當媽媽成為了遙遠的媽媽, 女兒也成為了遙遠的女兒。
她沒有擁有一個能夠託付心事的媽媽, 媽媽也沒有擁有一個能夠託付心事的女兒。
梁以璇不知怎麼覺得有點難受, 眼淚止不住地往下落。
梁琴似乎也自覺快要失態, 轉身往外走去:“那媽媽先回去了。”
“媽——”梁以璇匆忙揩了揩淚,上前拉住了梁琴的胳膊。
梁琴腳步一頓,背對著梁以璇眨了眨酸脹的眼睛, 調整好表情回過身來:“還有事跟媽媽說?”
梁以璇點點頭。
在和邊敘重修舊好的過程裡, 她明白了一段關系的和解不應該隻是單方的行動。
她們母女倆總是很被動,不等矛盾積累到頂峰就誰都不去戳破那些平靜的表象,既然今晚有了這個機會,已經把話說到這裡,她也想跟媽媽講點什麼。
沉默片刻,梁以璇慢慢收幹眼淚,深吸一口氣:“媽,我沒覺得您失敗,不管是作為一名舞蹈家還是一位媽媽。”
梁琴神情微微一滯。
“我從來沒見過爸爸,也不知道他長什麼樣,連做夢都夢不到他的臉,小時候確實為這事傷了不少心,每次一被人笑話就難受地躲起來,”梁以璇抿了抿唇,慢慢地說,“但在六歲以後,您回到南淮跟我和外婆一起生活的那些年裡,我好像漸漸就不太在意‘爸爸’這個缺失的符號了。
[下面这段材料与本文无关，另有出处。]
PR #3211, opened 2022-04-27
Doing `Stream`-based leb128 encoding

ggreif:
Implement routines for encoding bignums directly into the stream. This path is slightly more expensive than encoding into a buffer, so we move the tight-loop bottleneck function into `stream.rs`, such that we get access to the (otherwise opaque) `Stream` members.

This fixes a real problem, where arbitrary buffer reservations (extending beyond the legal end of the cache) could interfere with heap traffic because of bignum arithmetic (i.e. 7-bit shifts) happening while encoding.

Resolves the residual problem from #3149.

---------
TODO:
- [x] Why is `stable-exp.mo` failing suddenly? — probably 495c91f
- [ ] add `QuickCheck` (de)serialisation tests for `Nat/Int`
- [x] explore having a `stream::write_(s)leb128`


crusso:
I took a quick peek, but I wonder if you can actually simplify this by adding the bigint (sleb_word) encoders as methods on stream and repeatedly writing as much as possible to the cache directly instead of calling a Stream.cache() per byte on the slow path.

I think there would also be no need to count the bytes needed for the (now) redundant fast path.

This way we might be able to completely remove the troublesome `reserve` and new `try_reserve` function. 

Happy to discuss tomorrow sometime.

rts/motoko-rts/src/bigint.rs
```diff
@@ -140,11 +142,11 @@ unsafe fn mp_get_u64(p: *const mp_int) -> u64 {
     mp_get_i64(p) as u64
 }
 
-unsafe fn mp_isneg(p: *const mp_int) -> bool {
+pub(crate) unsafe fn mp_isneg(p: *const mp_int) -> bool {
     (*p).sign == 1
```
ggreif, line 146: this might better be `(*p).sign != 0`.

ggreif:
@crusso I have now `stream::write_leb128` now that implements the inner loop for serialisation. PTAL.

src/codegen/compile.ml
```diff
@@ -2530,6 +2538,50 @@ module MakeCompact (Num : BigNumType) : BigNumType = struct
...
+    try_unbox I32Type
+      (fun env ->
+        BitTagged.untag_i32 ^^ set_x ^^
+        (* get size & reserve & encode *)
+        I32Leb.compile_store_to_data_buf_unsigned env get_x
+          begin
+            get_stream ^^
+            I32Leb.compile_leb128_size get_x ^^
+            E.call_import env "rts" "stream_reserve"
+          end)
```
crusso, line 2555:
```suggestion
        let set_dst, get_dst = new_local env "dst" in
        get_stream ^^
        I32Leb.compile_leb128_size get_x ^^
        E.call_import env "rts" "stream_reserve" ^^
        set_dst  ^^
        I32Leb.compile_store_to_data_buf_unsigned env get_x get_dst)
```
Might be easier to follow (assuming equivalent). Ditto below.

crusso (approved):
LGTM.

I was looking at our existing functions and it seems a pity that the (big and small) leb encoders just return void, not the number of bytes written. Then we wouldn't always need to recompute the size after encoding. But not worth fixing now (if that's even a good idea).

src/codegen/compile.ml
ggreif: It looks equivalent (functionality-wise) but it adds two extra instructions, so I prefer to leave as-is.

ggreif:
> not the number of bytes written

They should return the current data pointer, as it is cheap to have, and then the caller doesn't need to add to it.

src/codegen/compile.ml
ggreif: I am using an OCaml `let` instead.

”
“因為我發現您那麼優秀,對舞蹈那麼專注,生活過得那麼充實,那個人存不存在對您來說一點也不要緊,所以我也覺得不要緊了,我感覺那些笑話我的人說錯了,我們並不是被拋棄的那方。”
梁琴忍著情緒別開頭去。
“您可能不知道,這個認知對當年的我來說真的很重要。您讓一個單親家庭出生的孩子不再覺得自己沒有爸爸是件很可憐的事,讓她在許生日願望的時候不再希望上天給她一個爸爸,而是希望成為像媽媽一樣厲害的舞蹈家,這就是您的成功。”梁以璇上前抱了抱她,“媽,謝謝您。”
梁琴顫抖著點點頭,在她背脊上輕輕拍了拍,閉上眼無聲落下淚來。
*
母女倆都花了妝,在化妝間內置的洗漱臺卸過妝後,梁琴拎起包說:“時候不早了,跟媽媽一起過來的同事還在樓下等,媽媽就先回去了,你在北城後面兩天如果有時間可以過來吃個便飯。”
梁以璇點點頭送梁琴出去,剛一拉開化妝間的門,一眼看到邊敘抱臂倚著牆站在走廊裡。
聽到開門動靜,邊敘抬起頭打量了眼母女倆各自的表情,看著梁以璇發紅的眼圈皺起眉來。
梁琴一下子撇過了頭,像沒看見邊敘,背朝著他對梁以璇說:“好了,不用送了。”
梁以璇瞄了眼邊敘,跟媽媽說:“那您回去路上小心。”
梁琴點點頭挎著包進了電梯。
梁以璇把邊敘帶進了化妝間,關上門,看他一臉嚴肅,抓著他的手晃了晃:“放心,我沒跟我媽吵架。”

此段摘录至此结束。